Looking ahead, as the winter approaches, the cement industry should again be capped to secure coal demand in power generation sector, and combined with low industry sentiment, overcapacity, and fierce competition, it would result in weak support for the thermal coal market.
Considering the lag effect between the recovery of the real estate sector and the subsequent revival in demand for cement and coal, we expect the subdued demand for coal and cement from the real estate sector to persist. In the latest China Real Estate Outlook 2025 released by Goldman Sachs, the bank projects that China's real estate market will bottom-out and stabilize in late 2025 as policy support strengthens. This marks a significant shift from their previous stance, where they had forecast that "by 2027, China's housing prices would halve by another 40% from current levels."
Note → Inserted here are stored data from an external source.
PR #268, opened 2016-11-22
Last Will/Testament

### LINKED ISSUE #266: Last Will/Testament for WAMP sessions/transports
See https://github.com/crossbario/crossbar/issues/886 for discussion.

From @oberstet :

If we'd use the WAMP/CB meta API, we could have:

    wamp.session.publish_testament(<topic>, <args>, <kwargs>, <publish_options>, <scope: "transport" | "session")
    wamp.session.flush_testament(<scope: "transport" | "session">)

Which would allow submitting multiple last wills (that later would be published as originally submitted), and to flush (remove) any previously submitted last wills.

hawkowl:
Here's a draft... cc @oberstet 

Fixes #266

### DIFF
--- a/rfc/draft-oberstet-hybi-tavendo-wamp.md
+++ b/rfc/draft-oberstet-hybi-tavendo-wamp.md
@@ -214,6 +214,8 @@ While implementations MUST implement the subset of the Basic Profile necessary f
 
 {{rfc/text/advanced/ap_pubsub_topic_reflection.md}}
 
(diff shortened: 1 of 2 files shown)


oberstet:
The feature as described in the PR is implemented in at least Crossbar.io / Autobahn. I think it's semantics are pretty straight forward. I am going to merge this, despite there hasn't been much feedback from other implementors. I am doing this in the hope that we do get feedback once it is in the spec - this isn't set in stone, so when others disagree, we can still change things later.

PR #269, opened 2017-03-19
Fix typo in protocol word

pahaz:


oberstet:
Thanks! btw, not sure if you are aware, all files but the `rfc/text/basic/bp_intro_design_philosophy.md` file are actually generated `https://github.com/wamp-proto/wamp-proto/blob/master/Makefile#L3` .. we just commit these built files to the repo too for convenience

PR #278, opened 2017-04-04
Fix improper “it’s” in several spots.

FGasper:


oberstet:
Awesome, thanks for going all over the text and correcting.

PR #290, opened 2018-02-12
Described call canceling. closes #140. closes #141.

### LINKED ISSUE #140: More info about canceling rpc call options
Right now in advanced profile there is only one string, about posible options:
CANCEL.Options.mode|string == "skip" | "kill" | "killnowait"

We should extend docs with explanation, what do this options mean, and how they should be done on dealer/callee side.

### LINKED ISSUE #141: What if the Callee does not support CANCEL?
If a Caller attempts to cancel an RPC where the Callee does not support CANCEL, what should the behavior be?

Should the router send back an error?
Should the router send back the eventual results even though the Caller has requested the cancelation?
What error URI should be sent back to the Caller?

I would suggest:

The router send back `wamp.error.not_supported`.

At that point the call is still not canceled and should behave the same as if the CANCEL was never issued.

This behavior could be overridden by sending an option `CANCEL.Options.discard_results|bool := true` at which point the router will discard the results when they are sent back from the Callee. A `wamp.error.canceled` will be sent back to the Caller.

KSDaemon:
Guys, i've updated spec, based on our discussions. Please have a look, and may be even merge if it is ok :)
I think we should always use Pull requests with minimum one man review for updating spec.

### DIFF
--- a/rfc/text/advanced/ap_rpc_call_canceling.md
+++ b/rfc/text/advanced/ap_rpc_call_canceling.md
@@ -8,8 +8,17 @@ The message flow between *Callers*, a *Dealer* and *Callees* for canceling remot
 
  * `CANCEL`
  * `INTERRUPT`
+ * `ERROR`
 
-A call may be cancelled at the *Callee*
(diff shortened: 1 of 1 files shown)


oberstet:
looks good! merging ..

PR #300, opened 2018-03-13
WAMP-SCRAM

### LINKED ISSUE #135: WAMP-SCRAM specification
As discussed in https://github.com/tavendo/WAMP/issues/128 _WAMP-CRA_ is unsafe in regards to database thefts. A new and better authentication method is required. [SCRAM](http://en.wikipedia.org/wiki/Salted_Challenge_Response_Authentication_Mechanism) turned out to be very promising.

[oberstet](https://github.com/oberstet) already gave a summary (https://github.com/tavendo/WAMP/issues/128#issuecomment-74271094):

> From looking at SCRAM, this claims to provide protection against these attack vectors:
> 
> Eavesdropping
> Replay
> Database Compromise
> and also against dictionary attacks and password collisions.
> 
> It additionally claims to protect against impersonating a server (after the original server had signed up a user).
> 
> Here are some references:
> 
> http://en.wikipedia.org/wiki/Salted_Challenge_Response_Authentication_Mechanism
> https://tools.ietf.org/html/rfc5802
> http://www.mongodb.com/blog/post/improved-password-based-authentication-mongodb-30-scram-explained-part-1
> http://www.mongodb.com/blog/post/improved-password-based-authentication-mongodb-30-scram-explained-part-2
> The good news is, with the WAMP messages HELLO, CHALLENGE, AUTHENTICATE and WELCOME (and the extensibility built in those messages), we have the required message flow in place without changing WAMP.
> 
> However, I don't think it makes sense to put this into WAMP-CRA as it exists.
> 
> I think we should come up with a mapping of SCRAM to WAMP: WAMP-SCRAM (wamp-scram)
> 
> This should be pretty straight-foward, and we can reuse an already designed, scrutenized scheme.
> 
> We also do not need new crypto primitives, as the following will do fine:
> 
> SHA256
> HMAC
> PBKDF2
> XOR

ecorm:
Resolves #135.


ecorm:
Will submit a similar proposal soon using a PAKE protocol (e.g. SRP) instead of SCRAM. Should wait before merging this, but feedback is still welcome.

rfc/text/advanced/ap_authentication_scram.md
```diff
@@ -0,0 +1,387 @@
...
+Username and password strings SHALL be normalized according to the _SASLprep_ profile described in [RFC4013](https://tools.ietf.org/html/rfc4013), using the _stringprep_ algorithm described in [RFC3454](https://tools.ietf.org/html/rfc3454).
+
+While SASLprep preserves the case of usernames, the server MAY choose to perform case insensitve comparisons when searching for a username in the authentication database.
+
+
+##### Channel Bindings
+
+_Channel binding_ is a feature that allows higher layers to establish that the other end of an underlying secure channel is bound to its higher layer counterpart. See [RFC5056](https://tools.ietf.org/html/rfc5056) (_On the Use of Channel Bindings_) for an in-depth discussion.
+
+[RFC5929](https://tools.ietf.org/html/rfc5929) defines binding types for use with TLS transports, of which `"tls-server-end-point"` may be used with SCRAM. Note that [RFC7677, section 1](https://tools.ietf.org/html/rfc7677#section-1), states that TLS did not have the expected properties for `"tls-unique"` to be secure.
```
oberstet: Mmh. "did not have the expected properties" for what? =) seriously, here is how I read it. the RFC7627 introduces a "Extended Master Secret Extension" which when used makes the master secret, and thereby the session hash, cover _also_ the peer certificate. and then, SASL would be secure when using tls-unique channel binding. IOW: we would say SHOULD use channel binding and SHOULD use extended master secret extension. With tls-server-end-point: as I understand that, the channel is "only" bound to the public bits of the peer certificate in this case - or the private bits too?

rfc/text/advanced/ap_authentication_scram.md
```diff
@@ -0,0 +1,387 @@
+#### Salted Challenge Response Authentication Mechanism {#wamp-scram}
+
+The WAMP Salted Challenge Response Authentication Mechanism ("WAMP-SCRAM"), is a password-based authentication method where the shared secret is neither transmitted nor stored as cleartext. WAMP-SCRAM is based on [RFC5802](https://tools.ietf.org/html/rfc5802) (_Salted Challenge Response Authentication Mechanism_) and [RFC7677](https://tools.ietf.org/html/rfc7677) (_SCRAM-SHA-256 and SCRAM-SHA-256-PLUS_).
+
+WAMP-SCRAM supports the Argon2 ([draft-irtf-cfrg-argon2](https://datatracker.ietf.org/doc/draft-irtf-cfrg-argon2/)) password-based key derivation function, a memory-hard algorithm intended to resist cracking on GPU hardware. PBKDF2 ([RFC2898](https://tools.ietf.org/html/rfc2898)) is also supported for applications that are required to use primitives currently approved by cryptographic standards.
+
+##### Security Considerations
+
```
oberstet: this is awesome!!

rfc/text/advanced/ap_authentication_scram.md
```diff
@@ -0,0 +1,387 @@
...
+##### Conventions
+
+###### Base64 encoding
+
+Base64 encoding of octet strings is restricted to canonical form with no whitespace, as defined in [RFC4648](https://tools.ietf.org/html/rfc4648) (_The Base16, Base32, and Base64 Data Encodings_).
+
+###### Nonces
+
+In WAMP-SCRAM, a _nonce_ (number used once) is a base64-encoded sequence of random octets. It SHOULD be of sufficient length to make a replay attack unfeasible.
```
oberstet: could we add a recommendation (a default for implementations to use)? otherwise I need to dig into another RFC;) seriously, we should recommend a high secure, but practical value ..

rfc/text/advanced/ap_authentication_scram.md
```diff
@@ -0,0 +1,387 @@
...
+_Channel binding_ is a feature that allows higher layers to establish that the other end of an underlying secure channel is bound to its higher layer counterpart. See [RFC5056](https://tools.ietf.org/html/rfc5056) (_On the Use of Channel Bindings_) for an in-depth discussion.
+
+[RFC5929](https://tools.ietf.org/html/rfc5929) defines binding types for use with TLS transports, of which `"tls-server-end-point"` may be used with SCRAM. Note that [RFC7677, section 1](https://tools.ietf.org/html/rfc7677#section-1), states that TLS did not have the expected properties for `"tls-unique"` to be secure.
+
+
+##### Authentication Exchange
+
+WAMP-SCRAM uses a single round of challenge/response pairs after the client authentication request and before the authentication outcome.
+
+The mapping of RFC5802 messages to WAMP messages is as follows:
```
oberstet: this is also perfect! very simple and straightforward ..

rfc/text/advanced/ap_authentication_scram.md
```diff
@@ -0,0 +1,387 @@
...
+            "cbind_data": null
+        }
+    ]
+```
+where:
+
+1. `Signature|string` argument: The base64-encoded `ClientProof`, computed as described in the [SCRAM-Algorithms](#scram-algorithms) section.
+2. `nonce|string`: The concatenated client-server nonce from the previous `CHALLENGE` message.
+3. `channel_binding|string`: Optional string containing the channel binding type that was sent in the original `HELLO` message.
+4. `cbind_data|string`: Optional base64-encoded channel binding data. MUST be present if and only if `channel_binding` is not `null`. The format of the binding data is dependent on the binding type. For `tls-server-end-point`, this is a hash of the TLS server's certificate, computed as described in [RFC5929, section 4.1](https://tools.ietf.org/html/rfc5929#section-4.1).
```
oberstet: no, this isn't sth required for `tls-unqiue`, and that is the channel binding I would like to use ..

rfc/text/advanced/ap_authentication_scram.md
```diff
@@ -0,0 +1,387 @@
...
+{align="left"}
+```javascript
+    [2, 3251278072152162,
+        {
+            "authid": "user",
+            "authrole": "frontend",
+            "authmethod": "wamp-scram",
+            "authprovider": "static",
+            "roles": ...,
+            "authextra":
```
oberstet: yes, if the wamp-scram here would be part of a future multi-factor scheme, then we would need a list of dicts for WELCOME.authextra here

rfc/text/advanced/ap_authentication_scram.md
```diff
@@ -0,0 +1,387 @@
...
+SCRAM uses a password-based key derivation function (KDF) to hash user passwords. WAMP-SCRAM supports both [Argon2](https://datatracker.ietf.org/doc/draft-irtf-cfrg-argon2/) and [PBKDF2](https://tools.ietf.org/html/rfc2898) as the KDF. Argon2 is recommended because of its memory hardness and resistance against GPU hardware. PBKDF2, which does not feature memory hardness, is also supported for applications that are required to use primitives currently approved by cryptographic standards.
+
+The following table maps the `CHALLENGE.Details.kdf` type string to the corresponding KDF.
+
+KDF type string | Function
+--------------- | --------
+`"argon2id13"` | Argon2id variant of Argon2, version 1.3
+`"pbkdf2"`      | PBKDF2
+
+WAMP-SCRAM client implementations SHALL support **all** of the above KDFs. During authentication, there is no "negotiation" of the KDF, and the client MUST use the same KDF than the one used to create the keys stored in the authentication database.
```
oberstet: and servers? I guess both client and router implementations SHOULD support all KDFs? plus: ".. and SHOULD prefer argon2id13 to pbkdf2"?

oberstet:
fantastic job! really great level of polish. please see my comments in the review above. all minor stuff .. maybe the one I have concerns with is the channel binding. I'm not sure, but this is virtually the only thing. So, modulo that, I am +1 on merging!

rfc/text/advanced/ap_authentication_scram.md
meejah: Isn't it more important for servers to support "all" KDFs? Then client implementations can choose to support only one (i.e. could be "SHOULD support all KDFs" for clients and "MUST support all KDFs" for servers).

rfc/text/advanced/ap_authentication_scram.md
meejah: Maybe just add, "at least 16 bytes of random binary data"..?

rfc/text/advanced/ap_authentication_scram.md
```diff
@@ -0,0 +1,387 @@
...
+
+{align="left"}
+```javascript
+    [4, "wamp-scram",
+        {
+            "nonce": "egVDf3DMJh0=SBmkFIh7sSo=",
+            "salt": "aBc+fx0NAVA=",
+            "kdf": "pbkdf2",
+            "iterations": 4096,
+            "memory": null
```
meejah: Maybe just name this "cost" so it can be consistent between `pbkdf2` and `argon2id`?

rfc/text/advanced/ap_authentication_scram.md
```diff
@@ -0,0 +1,387 @@
...
+##### Key Derivation Functions
+
+SCRAM uses a password-based key derivation function (KDF) to hash user passwords. WAMP-SCRAM supports both [Argon2](https://datatracker.ietf.org/doc/draft-irtf-cfrg-argon2/) and [PBKDF2](https://tools.ietf.org/html/rfc2898) as the KDF. Argon2 is recommended because of its memory hardness and resistance against GPU hardware. PBKDF2, which does not feature memory hardness, is also supported for applications that are required to use primitives currently approved by cryptographic standards.
+
+The following table maps the `CHALLENGE.Details.kdf` type string to the corresponding KDF.
+
+KDF type string | Function
+--------------- | --------
+`"argon2id13"` | Argon2id variant of Argon2, version 1.3
+`"pbkdf2"`      | PBKDF2
```
meejah: Is there a version 1.9 or similar? The python library `argon2_cffi` refers to its latest argon2id hash as "v=19" is why I ask..

rfc/text/advanced/ap_authentication_scram.md
ecorm: I'll try to find an authoritative source for a suggested length, other than "some guy on Stack Exchange".

rfc/text/advanced/ap_authentication_scram.md
```diff
@@ -0,0 +1,387 @@
...
+```javascript
+    [1, "realm1",
+        {
+            "roles": ...,
+            "authmethods": ["wamp-scram"],
+            "authid": "user",
+            "authextra":
+                {
+                    "nonce": "egVDf3DMJh0=",
+                    "channel_binding": null
```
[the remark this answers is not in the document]
ecorm: I think we should proceed as if the scheme proposed in #301 doesn't exist. If/when the 301 scheme is adopted, we can revise **all** authmethods accordingly.

rfc/text/advanced/ap_authentication_scram.md
ecorm: You have to keep in mind that *user registration* is a whole other process that is separate from *user authentication*. After the user is registered and the hashed keys are stored in the authentication database, the client no longer has any choice whether to use argon2id13 or pbkdf2 for that particular user. The client *must* authenticate using the same hash algorithm that was used for user registration.

For example, one router can choose to only store argon2id13-derived keys, and another router chooses to store only pbkdf2-derived keys. For a WAMP client implementation to universally support all routers, the client implementation would need to support both argon2id13 and pbkdf2.

If user registration was part of the spec, then I could see how it would be desirable to require that routers support both argon2id13 and pbkdf2. But since we don't impose any requirements for user registration, I don't see the need to impose both argon2id13 and pbkdf2 for router implementations.

rfc/text/advanced/ap_authentication_scram.md
ecorm: Both `pbkdf2` and `argon2id` refer to this parameter as "iterations". It was bcrypt that was different, but we've now agreed to remove bcrypt as a possible KDF.

meejah:
Looks great overall. I left a few inline comments. I don't know of a good source for "how long should the nonces be". They need to be long enough so that the chances the same client uses the same nonce again (ever) is "negligible".

Using 16 bytes means `8**16)` so after half that number of authentications, a collision is expected -- so, seems safe? (I mean, we could probably get away with less .. but)

rfc/text/advanced/ap_authentication_scram.md
ecorm: As I've mentioned already in another related issue somewhere, 19 is the decimal representation of the hexadecimal number 0x13. Argon2 has chosen to use hexadecimal numbers to represent its version number.

rfc/text/advanced/ap_authentication_scram.md
meejah: I see -- so you're imposing the "SHALL" on client implementations so that interop is more likely -- but isn't it just as likely that some client decides "we'll only do `argon2id13`" as that some router will decide that? I mean, I could see that being "policy" for an application just as easily as a router...?

"The thing that's doing registrations" would be where the KDF is negotiated (if at all), so you'd just fail to be able to register if you were using a router that said "`argon2id13`-only" and your client only did `pbkdf2` (or vice versa obviously).

Also worth noting that I presume the registration-process would involve the server/router telling the client: KDF, cost, memory, salt and then the client hashing its password and sending the appropriate results back to the server -- maybe it's worth mentioning this briefly somewhere in the spec?

rfc/text/advanced/ap_authentication_scram.md
meejah: ah, okay then nevermind :)

rfc/text/advanced/ap_authentication_scram.md
meejah: Ahh, sorry I missed that ;)

ecorm:
Using the [square approximation of the birthday problem](https://en.wikipedia.org/wiki/Birthday_problem#Square_approximation), if the random nonce is 64 bits, with 2^16 = 65536 tries, the approximate probability of collision would be `p ~= N^2 / 2*M = (2^16)^2 / 2*2^64 = 2^32 / 2^65 = 1 / 2^33`, so 1 in 8 billion. With 2^32 tries, the probability becomes `2^64/ 2^65 = 1/2 = 50%`.

If the random nonce is increased to 128 bits, the probably becomes 1/1.6e29 for 65536 tries, and 1/3.7e19 for 2^32 (over 4 billion) tries.

To summarize:

nonce bit length | tries | probability of collision
--------------------- | ------ | ----------------------------
64 | 65535 | 1 in 8.2 billion
64 | 4.1 billion | 1 in 2
128 | 65535 | 1 in 1.6*10^29
128 | 4.1 billion | 1 in 3.7*10^19

If those calculations are correct, then I would be comfortable recommending that the nonce SHOULD be at least 128 bits.

meejah:
Ah, yeah birthday problem will apply here, won't it. Okay, 32 bytes then (maybe some of these implementations use 16 bytes because there's a server and client nonce..? but I don't want to have to analyze if or why that matters ;) )

ecorm:
Similar [formula here in this SE answer](https://security.stackexchange.com/a/6157/169835), expressed in powers of two. So, `nonce_bits = 2*tries_bits + improbability_bits`. For 4.1 billion tries and collision probably of one in 4.1 billion, `nonce_bits = 2*32 + 32 = 96`. Might as well tack on another 32 bits to make 128 bits.

> Okay, 32 bytes then

16 bytes for client nonce and 16 bytes for the server nonce, which results in a 32 byte combined nonce. The attacker can just reuse the same nonce, so we should rely on only the victim peer to provide the randomness.

rfc/text/advanced/ap_authentication_scram.md
ecorm: I now realize that requiring the client to support both algorithms, but not the router, is going to be confusing to implementors/adopters, so I'm willing to change it so that both client/server are required to support both algorithms. If there's an application/site policy of only using a certain KDF, then they can configure their router accordingly.

I someone wants to later change the spec it so that it's not required to support both algorithms, they can raise an issue and make their case.

> Also worth noting that I presume the registration-process would involve the server/router telling the client: KDF, cost, memory, salt and then the client hashing its password and sending the appropriate results back to the server -- maybe it's worth mentioning this briefly somewhere in the spec?

The registration process does not necessarily involve the client and server talking to each other. The router administrator could directly add the user and assign a known password by configuring a file or manipulating a database.

If a router implementation decides to provide a client API for registering a user, the hashing could be done on the server side if the cleartext password is sent directly by the client (presumably over a secure encrypted transport). Alternatively, the hashing could be done client-side if the server first sends it the algorithm/salt/cost parameters. There are so many possible permutations that I'm not comfortable specifying exactly how it should be done.

Given that the server does not need the cleartext password, it would be preferable from a security standpoint to have it hashed client side during registration that involves. But that would place a burden on the registration client on knowing how to compute the hashes and stored keys.

meejah: I don't see the point of using SCRAM if the server/router ever sees the plaintext password, personally. The client already knows how to compute the correct pieces, since it has to do that to authenticate in the first place (i.e. it has to produce `SaltedPassword` and `StoredKey` already; "registration" would merely be sending those along to the server with the parameters used).

Anyway, that said I agree with you that there's lots of ways to do it so maybe suggesting any at all is counter-productive. "Outside the scope" is fine :)

A very simple registration method would have the client produce the values and send them all to the server -- the server could reject it if e.g. the parameters were too simple, etc. (The server could compute `ServerKey` itself from `SaltedPassword`). So, yes, again this doesn't involve the server talking "first" and sending params.

oberstet: I am +1 on: "both clients and routers SHOULD implement both KDF functions". there is no point in "MUST" - I am simply going to ignore that as an implementor and can claim the app code just disabled or doesn't use the respective unimplemente KDF;) We should leave that to implementors - as with implementing WAMP-SCRAM at all ..

oberstet:
FWIW, WAMP-cryptosign uses 32 bytes random challenges (https://github.com/crossbario/crossbar/blob/master/crossbar/router/auth/cryptosign.py#L86) where the challenge sent to the client must be XORed with the channel ID by the authenticating client first, and then signed and sent back to the router.

rfc/text/advanced/ap_authentication_scram.md
ecorm: Hmm... at first you guys wanted both to be mandatory to avoid negotiating the KDF, and now you want it to be up to the implementation. Is this change of mind due to better understanding that there's no KDF negotiation involved during user authentication, but only possibly during user registration?

I'm fine with making it "both clients and routers SHOULD implement both KDF functions", as long as we cease flip-flopping on this matter. :smile:

oberstet: right;) trying to nalil it, unify: both KDFs should be possible, but IMO we should take an opinionated stand here in favor of argon:

* argon: both client/router implementations MUST support it
* pbkdf2: both client/router implementations SHOULD support it

so this leaves open the option to run pbkdf2 in environments where this is necessary or wanted for whatever reasons, but allows implementations to only implement argon, and makes it the default choice

oberstet:
@ecorm again, thanks a lot for this awesome new part in the spec! unfortunately, this makes the parts on the other authentication methods (if there are parts at all) look quite old =)

from my side, adding a notice "channel binding under discussion" with the link to a new follow up github issue would be cool and good enough, as the channel binding thing should not block merging this PR.

rgd implementation support for KDF (the MUST vs SHOULD etc discussion above): chose as you like;)

let me know when you want it merged, or merge it (as you have write permission).

ecorm:
> Rgd channel binding, it would probably make sense to not only include client and server chosen nonces (which is good), but also the channel ID when being challenged. Note that the channel ID must NOT be sent over the wire as eg another attribute (like nonce), but the peer implementation should prove that its able to include the TLS channel ID when computing the challenge/signature at the WAMP session level. This again ties the WAMP session to the underlying TLS session, so that the former cannot be peeled off the latter.

I'm not familiar with what you call "TLS channel ID" and will have to do some research. Perhaps it's already part of what the SCRAM RFC calls "channel binding data".

The SCRAM RFC requires that a hash of the client's "channel binding data" be sent over the wire. The channel binding data is not sent in cleartext. The hash of the channel binding data is also mixed into the `AuthMessage`, along with the client-server nonces, that is used to compute the `ClientProof` and `ServerSignature`.

We have to be extremely careful about adding or changing things to the algorithms specified in the SCRAM RFC, or risk moving into the territory of "home brew" cryptography, with all the perils that entails.

ecorm:
@oberstet Thank you for the kind words. Before merging, I want to add a recommendation of at least 128-bits for the random nonce, as well as changing the KDF support to SHOULD for both algorithms and both client/server.

I also want to do a little bit more research on TLS channel binding to make sure I got it right in this spec. The SCRAM RFC is rather agnostic about channel binding, since it's specific to the transport being used.

ecorm:
> Does the spec require that the server checks that the hash of the channel binding data (the "ID" of the channel) is equal to the one the server sees on his side of the TLS connection?

Yes it does. I admit that this should be clearer in my draft. Right now, under 
[Final Client Authentication Message](https://github.com/ecorm/wamp-proto/blob/ecorm-scram/rfc/text/advanced/ap_authentication_scram.md#final-client-authentication-message), it says:

> The `cbind_data`, if applicable, is valid.

I'll add more text explaining that the `cbind_data` must match what the server sees on its side of the connection.

oberstet:
> I'll add more text explaining that the cbind_data must match what the server sees on its side of the connection.

Yeah, because at least as far as I understand, this is crucial for the channel binding to be effective at all.

The other question I have: why send the hash over the wire at all, if both sides have access to the same source material that goes into the hash anyways?

meejah:
I thought it worked like: the client sends e.g. "p=tls-unique" and the server responds with the actual channel-binding data? Or are you saying the client also includes "c=<channel-binding-data>" in that message as well..?

ecorm:
@oberstet 
> The other question I have: why send the hash over the wire at all, if both sides have access to the same source material that goes into the hash anyways?

I don't know why. Perhaps they wanted to it leave flexible for other non-TLS transports? [RFC5929, section 10.2, On Disclosure of Channel Bindings Data by Authentication Mechanisms](https://tools.ietf.org/html/rfc5929#section-10.2), addresses this issue for TLS channel bindings.

@meejah 
> I thought it worked like: the client sends e.g. "p=tls-unique" and the server responds with the actual channel-binding data? Or are you saying the client also includes "c=" in that message as well..?

No, the server doesn't send any channel binding information.

Here's the SCRAM RFC example exchange, modified for `p=tls-unique` channel binding:

```
   C: p=tls-unique,,n=user,r=fyko+d2lbbFgONRv9qkxdawL
   S: r=fyko+d2lbbFgONRv9qkxdawL3rfcNHYJY1ZVvWVs7j,s=QSXCR+Q6sek8bf92,
      i=4096
   C: c=<CHANNEL_BINDING>,r=fyko+d2lbbFgONRv9qkxdawL3rfcNHYJY1ZVvWVs7j,
      p=v0X8v3Bz2T0CJGbJQyF0X+HI4Ts=
   S: v=rmF9pqV8S7suAoZWja4dJRkFsKQ=
```

where the ClientProof and ServerSignature have not been recomputed, and where `<CHANNEL_BINDING>` is

```
"c=" + Base64("p=tls-unique,," + CBindData)
```

where `CBindData` is the raw channel binding data. For `tls-server-end-point` it is a hash of the TLS certificate. I don't know yet what the channel binding data is supposed to be for `tls-unique` - it may not even be hashed. I will dig deeper into how `tls-unique` channel binding works.

oberstet:
The 'tls-unique' channel binding is defined as:

> Description: The first TLS Finished message sent (note: the Finished
> struct, not the TLS record layer message containing it) in the most
> recent TLS handshake of the TLS connection being bound to

Eg here is Autobahn https://github.com/crossbario/autobahn-python/blob/master/autobahn/twisted/util.py#L94

ecorm:
I've made changes based on the feedback received for nonces and channel binding. See the commit diff above.

Before merging, I'd like to resubmit as a new PR because I forgot to set my Github email in my local repo.

meejah:
@ecorm if you want to keep the same PR you can always edit the authorship and force-push it (which might make sense 'because lots of comments' -- or maybe that's a reason for a new one :) )

rfc/text/advanced/ap_authentication_scram.md
oberstet: As I am finally going over the PR, wondering, if `id==0x13` corresponds to `version==1.9`, then shouldn't the description `Argon2id variant of Argon2, version 1.3` read => `version 1.9`?

ecorm: From the [latest Argon2 IETF Draft](https://datatracker.ietf.org/doc/draft-irtf-cfrg-argon2):

> This document corresponds to version 1.3 of the Argon2 hash function.

>Version number v is one byte 0x13

If you print 0x13 as decimal, then you'll see 19.

The Argon2 authors decided to use hexadecimal representation for their versioning scheme. Perhaps they wanted it this way so that the second nibble changes only if the major version number changes.

ecorm:
@meejah Thanks for the tip. I'll try it so that I don't lose the commit history.

rfc/text/advanced/ap_authentication_scram.md
oberstet: so actually, the version byte is 2 digit fixed point BCD. wtf? anyways, whatever;)

ecorm:
I was wondering if we should adopt the recommendation of exclusively supporting `tls-unique`, as mentioned in [RFC5929 section 6](https://tools.ietf.org/html/rfc5929#section-6):

> However, it is RECOMMENDED that application protocols making use of TLS channel bindings, use 'tls-unique' exclusively, except, perhaps, where server-side proxies are common in deployments of an application protocol.

I'm not familiar enough with large-scale server deployments to judge if the `tls-server-end-point` channel binding would never/rarely be useful for WAMP.

If we don't know enough right now to make the decision, we can leave both `tls-unique` and `tls-server-end-point` and raise another issue so that we can proceed with the merge.

oberstet:
@ecorm rgd `tls-server-end-point`: at least Autobahn(Python) likely will not have it, but only `tls-unique`, because that will be usable with both WAMP-SCRAM and WAMP-Cryptosign.

ecorm:
@oberstet I repeated the same `tls-unique` recommendation in the WAMP-SCRAM spec, with a link to RFC5929 section 6. That should encourage implementors to use `tls-unique` exclusively, unless they have a good reason to use `tls-server-end-point`.

rfc/text/advanced/ap_authentication_scram.md
ecorm: Ah yes, BDC. That's the term I was looking for. The other alternatives would have been floating point and base-10 fixed point. With base-10 fixed point, you need to divide by 10 to obtain the major version number. With BCD, you only need to do a right shift. The latter might explain their motivation.

ecorm:
I apparently messed-up changing the authorship of my commits. I'm going to dump this PR and will create a new one. Sorry about the mess.

ecorm:
I was able to change authorship of my commits to my Github username. I have no other changes planned for this PR. It is ready to merge unless there are further changes requested by others.

oberstet:
@ecorm you should have permissions to merge yourself, but if you want me to do it, squash&merge, merge commit or rebase to master?

ecorm:
@oberstet I did a rebase and merge because of the early experimental prototypes that were based on my initial draft. This way, the experimenters can see what changed since the initial draft.

ecorm:
Link to WAMP-SCRAM spec here for convenience: https://github.com/wamp-proto/wamp-proto/blob/master/rfc/text/advanced/ap_authentication_scram.md

PR #303, opened 2018-03-15
update generated docs to current master

oberstet:


oberstet:
all generated content .. so merging right away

In the coal chemistry sector, although methanol is seen as a key future fuel substitute under the ESG scheme, there has been no significant increase in methanol demand so far. Coal demand in the coal chemical industry has remained stable. It is noteworthy that methanol production capacity has increased this year, against the backdrop of substantial investment due to higher profits. However, due to the slower than expected rise in methanol demand, it has quickly led to oversupply and sharp profit declines, thus further restricting output from some methanol producers and limiting coal demand in the coal chemical market.
Over the past two years, China has played an increasingly important role in the seaborne coal market, with both its absolute import volume and share of global imports. In contrast, coal imports by other countries have shown a visible decline. According to AXSMarine data, global coal imports to other countries totalled 705 mln mt in the first three quarters of this year, marking a third consecutive year of decline, compared to 715 mln mt and 766 mln mt during the same periods of 2023 and 2022, respectively.
To a certain extent, China’s substantial coal imports have mitigated the loss from other areas and supported freight rates. However, while there is optimism surrounding the continued implementation of supportive macroeconomic policies in China, it’s essential to remain cautious about potential future declines in China’s coal imports. Even if imports remain higher than the 2017–2022 levels, any reduction could have a more pronounced impact on the seaborne market. Russia, which is most sensitive to price changes, will serve as a good benchmark. According to statistics from AXSMarine, Russia's coal exports in the first three quarters of this year decreased by 24.6 mln mt y-o-y. By vessel type, the most affected vessel type is Capesize, with a volume drop of 34.3%. The declines for Panamax and Supramax are relatively moderate, at 11.9% and 12.1%, respectively.